How not to detect MOND

 You might have heard about recent efforts to inspect lots of "wide binaries", double stars that orbit each other at very large distances, which is one of the tasks the Gaia mission was built for, to determine if their dynamics follows Newtonian gravity or rather MOND, the modified Newtonian dynamics (Einstein theory plays no role at such weak fields). 

You can learn about the latest update from this video by Dr. Betty (spoiler: Newton's just fine).

MOND is an alternative theory of gravity that was originally proposed as an alternative to dark matter to explain galactic rotation curves (which it does quite well, some argue better than dark matter). Since, it has been investigated in other weak gravity situations as well. In short, it introduces an additional scale \(a_0\) of dimension acceleration and posits that gravitational acceleration (either in Newton's law of gravity or in Newton's second law) are weakened by a factor

$$\mu(a)=\frac{a}{\sqrt{a^2+a_0^2}}$$

where a is the acceleration without the correction.

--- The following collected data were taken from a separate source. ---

PR #171, opened 2018-11-09
Make http_status (USEFULLSTATUS) a plugin

### LINKED ISSUE #169: Links package requirement - AWS Linux
In AWS Linux, Links is a very hard package to get installed. You quickly hit some dependency mayhem that just takes too long to resolve, when this feature is normally disabled by default. My solution would be to remove this feature from the source, and release a version that can be installed through the epel repository. 

Here is what worked for me:

wget https://github.com/rackerlabs/recap/archive/master.zip
unzip master.zip
cd recap-master/
make install

Thanks!

Chris Mendoza

### LINKED ISSUE #170: Replace 'links' with 'elinks'
While adding recap to a cloud server today (default Linode.com CentOS 7 image), the dependency chain of `links` drags in a ton of stuff we do not need, a lot of X graphical things.  Conversely, the `elinks` version (which I converted to years ago on my workstations) only has 2 minimal packages as deps. The `elinks` binary supports `-dump` as well, so should be a painless transition.

Supporting output - first, the yum install links list:

```
# yum install links
...
 Package                Arch        Version                     Repository
                                                                           Size
================================================================================
Installing:
 links                  x86_64      1:2.13-1.el7                epel      2.8 M
Installing for dependencies:
 cairo                  x86_64      1.14.8-2.el7                base      713 k
 fontconfig             x86_64      2.10.95-11.el7              base      229 k
 gdk-pixbuf2            x86_64      2.36.5-1.el7                base      567 k
 graphite2              x86_64      1.3.10-1.el7_3              base      115 k
 harfbuzz               x86_64      1.3.2-1.el7                 base      177 k
 jasper-libs            x86_64      1.900.1-31.el7              base      150 k
 jbigkit-libs           x86_64      2.0-11.el7                  base       46 k
 libXdamage             x86_64      1.1.4-4.1.el7               base       20 k
 libXext                x86_64      1.3.3-3.el7                 base       39 k
 libXfixes              x86_64      5.0.3-1.el7                 base       18 k
 libXft                 x86_64      2.3.2-2.el7                 base       58 k
 libXrender             x86_64      0.9.10-1.el7                base       26 k
 libXxf86vm             x86_64      1.1.4-1.el7                 base       18 k
 librsvg2               x86_64      2.40.16-1.el7               base      128 k
 libthai                x86_64      0.1.14-9.el7                base      187 k
 libtiff                x86_64      4.0.3-27.el7_3              base      170 k
 libwayland-client      x86_64      1.14.0-2.el7                base       32 k
 libwayland-server      x86_64      1.14.0-2.el7                base       38 k
 libxshmfence           x86_64      1.2-1.el7                   base      7.2 k
 mesa-libEGL            x86_64      17.2.3-8.20171019.el7       base       96 k
 mesa-libGL             x86_64      17.2.3-8.20171019.el7       base      156 k
 mesa-libgbm            x86_64      17.2.3-8.20171019.el7       base       38 k
 mesa-libglapi          x86_64      17.2.3-8.20171019.el7       base       43 k
 pango                  x86_64      1.40.4-1.el7                base      275 k
 pixman                 x86_64      0.34.0-1.el7                base      248 k

Transaction Summary
================================================================================
Install  1 Package (+25 Dependent packages)
```

The yum install elinks:

```
# yum install elinks
...
================================================================================
 Package               Arch         Version                    Repository  Size
================================================================================
Installing:
 elinks                x86_64       0.12-0.37.pre6.el7         base       882 k
Installing for dependencies:
 js                    x86_64       1:1.8.5-20.el7             base       2.3 M
 nss_compat_ossl       x86_64       0.9.6-8.el7                base        37 k

Transaction Summary
================================================================================
Install  1 Package (+2 Dependent packages)
```

So while attempting to add recap to just capture my statistics (not even using this links feature at all), I'm faced with adding 20+ extra meaningless packages to a minimal footprint cloud device. We can reduce this cruft by switching to `elinks` and lose no functionality, since all that recap does is run `elinks -dump (url)` and prints it, no parsing.  The `elinks` output is very links-similar.

Additionally, notice that `elinks` comes from Base, it's the standard in modern Red Hat. `links` has been pushed to EPEL as it was removed from RHEL long ago, so we're working closer towards removing an external (non-vendor) dependency chain.

Related Issue: #169  - this may help fix that problem

tonyskapunk:
- Move http_status report out of `resources` report.
- Adjust  `recaplog` to find logs of the form `name_(subname_)*_<date>`.
- Remove `USEFULLSTATUS` from `recap.conf`
- Replace **links** with **elinks** to reduce dependencies.

Important notes about the functional changes:
- Prior to this change  `USEFULLSTATUS` now `http_status` was disabled by default.
  - Now `http_status` is a plugin, hence is disabled by default.
- The reports of `http_status` were generated in the `resources` report, now generates its own report as any other plugin.
- Configuration examples in `recap.conf` have been removed, any modification to the default configurations for this `http_status` plugin will need to be added, this is true for any other plugin.

Notes on upgrade and versioning:
- This change is targeted for a newer major version of `recap` (2.0.0), per [Versioning](https://github.com/rackerlabs/recap#versioning) notes, this is a major change that will not be backward compatible.
- When upgrading, if the previous configuration had `USEFULLSTATUS` enabled, the behaviour will change since:
  1. The enable plugin option in `recap.conf` is disabled by default
  1. The plugin to generate reports needs to be enabled.
  This implies that it will be required to enable plugins and the `http_status` plugin itself. 
- Similarly if there is any configuration change to the previous `USEFULLSTATUS` options those will need to be re-added to the `recap.conf` with the new valid names

---
Fix #170, Fix #169

### DIFF
--- a/src/recaplog
+++ b/src/recaplog
@@ -89,7 +89,7 @@ delete_old_logs() {
   matched_files=$(
     find "${BASEDIR}" -maxdepth 2 -regextype posix-extended \
       -type f -mtime +${LOG_EXPIRY} -regex \
-      "^${BASEDIR}/(.*/)?[a-z]+_([a-z]+_)?[0-9]{8}(-[0-9]{6})?\.log(\.tar)?(\.gz)?$"
+      "^${BASEDIR}/(.*/)?[a-z]+_([a-z]+_)*[0-9]{8}(-[0-9]{6})?\.log(\.tar)?(\.gz)?$"
   )
   if [[ -n "${matched_files}" ]]; then
     count_files=$( wc -l <<<"${matched_files}" )
--- a/README.md
+++ b/README.md
@@ -20,7 +20,7 @@ Contribution guidelines can be found in [CONTRIBUTING.md](https://github.com/rac
 - grep
 - iotop
 - iproute/iproute2
-- links
+- elinks
 - procps
 - psmisc
 - sysstat >= 9
@@ -337,7 +337,7 @@ These are the type of reports generated and their dependencies.
 
 - **USERESOURCES** - Generates "resources"(uptime, free, vmstat, iostat, iotop) log
 
-  Required by: `USEDF`, `USESLAB`, `USESAR`, `USESARQ`, `USESARR`, `USEFULLSTATUS`
+  Required by: `USEDF`, `USESLAB`, `USESAR`, `USESARQ`, `USESARR`
 
   Default: `USERESOURCES="yes"`
 
@@ -375,12 +375,6 @@ These are the type of reports generated and their dependencies.
 
   Default: `USESARR="no"`
 
-- **USEFULLSTATUS** - Performs an http request(GET) to the URL defined in `OPTS_STATUSURL`. Needs a webserver configured to respond to this request. Nginx(nginx_status) and Apache HTTPD(server-stats) offer this functionality that needs to be enabled.
-
-  Requires: `USERESOURCES`
-
-  Default: `USEFULLSTATUS="no"`
-
 
 #### Options
 
@@ -397,11 +391,6 @@ Options used by the tools generating the reports
   Required by: `USEMYSQLPROCESSLIST`
 
   Default: `MYSQL_PROCESS_LIST="table"`
-
-- **OPTS_LINKS** - Options used by links.
-  Required by: `USEFULLSTATUS`
-
-  Default: `OPTS_LINKS="-dump"`
 
 - **OPTS_DF** - df options
 
@@ -457,12 +446,6 @@ Options used by the tools generating the reports
 
   Default: `OPTS_PSTREE="-p"`
 
-
-- **OPTS_STATUSURL** - URL to perform the http request  when USEFULLSTATUS is enabled.
-
-  Required by: `USEFULLSTATUS`
-
-  Default: `OPTS_STATUSURL="http://localhost:80/server-status"`
 
 - **OPTS_VMSTAT** - vmstat options
 
--- a/src/core/resources
+++ b/src/core/resources
@@ -83,15 +83,6 @@ print_sar() {
   log INFO "Ended 'sar' report"
 }
 
-# Print the output of the web server status page to the specified file
-print_http_fullstatus() {
-  local LOGFILE="$1"
-  log INFO "Starting 'web status page' report - ${LOGFILE##*/}"
-  echo "Web Status report" >> "${LOGFILE}"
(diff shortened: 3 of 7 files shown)


src/recaplog
```diff
@@ -89,7 +89,7 @@ delete_old_logs() {
   matched_files=$(
     find "${BASEDIR}" -maxdepth 2 -regextype posix-extended \
       -type f -mtime +${LOG_EXPIRY} -regex \
-      "^${BASEDIR}/(.*/)?[a-z]+_([a-z]+_)?[0-9]{8}(-[0-9]{6})?\.log(\.tar)?(\.gz)?$"
+      "^${BASEDIR}/(.*/)?[a-z]+_([a-z]+_)*[0-9]{8}(-[0-9]{6})?\.log(\.tar)?(\.gz)?$"
```
terackspace: Can you explain what this update to the regex is doing (in real life)? We're going from a single character match to a greedy wildcard, it may match more that expected? (meaning does it need to be non-greedy, like `.*?` to ensure the RHS of it doesn't get sucked into the greed?)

In the recent studies reported on in the video, people measure the stars' velocities and have to do statistics because they don't know about the orbital parameters and the orientation of the orbit relative to the line of sight.

That gave me an idea of what else one could try: When the law of gravity gets modified from its \(1/r^2\) form for large separations and correspondingly small gravitational accelerations, the orbits will no longer be Keppler ellipses. What happens for example if this modified dynamics would result for example in eccentricities growing or shrinking systematically? Then we might observe too many binaries with large/small eccentricities and that would be in indication of a modified gravitational law.

The only question is: What does the modification result in? A quick internet search did not reveal anything useful combining celestial mechanics and MOND, so I had to figure out myself. Inspection shows that you can put the modification into a modification of \(1/r^2\) into 

$$\mu(1/r^2) \frac{\vec r}{r^3}$$

and thus into a corresponding new gravitational potential. Thus much of the usual analysis carries over: Energy and angular momentum would still be conserved and one can go into the center of mass system and work with the reduced mass of the system. And I will use units in which \(GM=1\) to simplify calculations.

The only thing that will no longer be conserved is the Runge-Lenz-vector

$$\vec A= \vec p\times\vec L - \vec e_r.$$

\(\vec A\) points in the direction of the major semi-axis and its length equals the eccentricity of the ellipse.

Just recall that in Newton gravity, this is an additional constant of motion (which made the system \(SO(4,2)\) rather than \(SO(3)\) symmetric and is responsible for states with different \(\ell\) being degenerate in energy for the hydrogen atom), as one can easily check

$$\dot{\vec A} = \{H, \vec A\}= \dot{\vec p}\times \vec L-\dot{\vec e_r}=\dots=0$$

using the equations of motion in the first term. 

To test this idea I started Mathematica and used the numerical ODE solver to solve the modified equations of motion and plot the resulting orbit. I used initial data that implies a large eccentricity (so one can easily see the orientation of the ellipse) and an \(a_0\) that kicks in for about the further away half of the orbit.



Clearly, the orbit is no longer elliptic but precesses around the center of the potential. On the other hand, it does not look like the instantaneous ellipses would get rounder or narrower. So let's plot the orbit of the would be Runge Lenz vector:
Orbit of would be Runge Lenz vector \(\vec A\)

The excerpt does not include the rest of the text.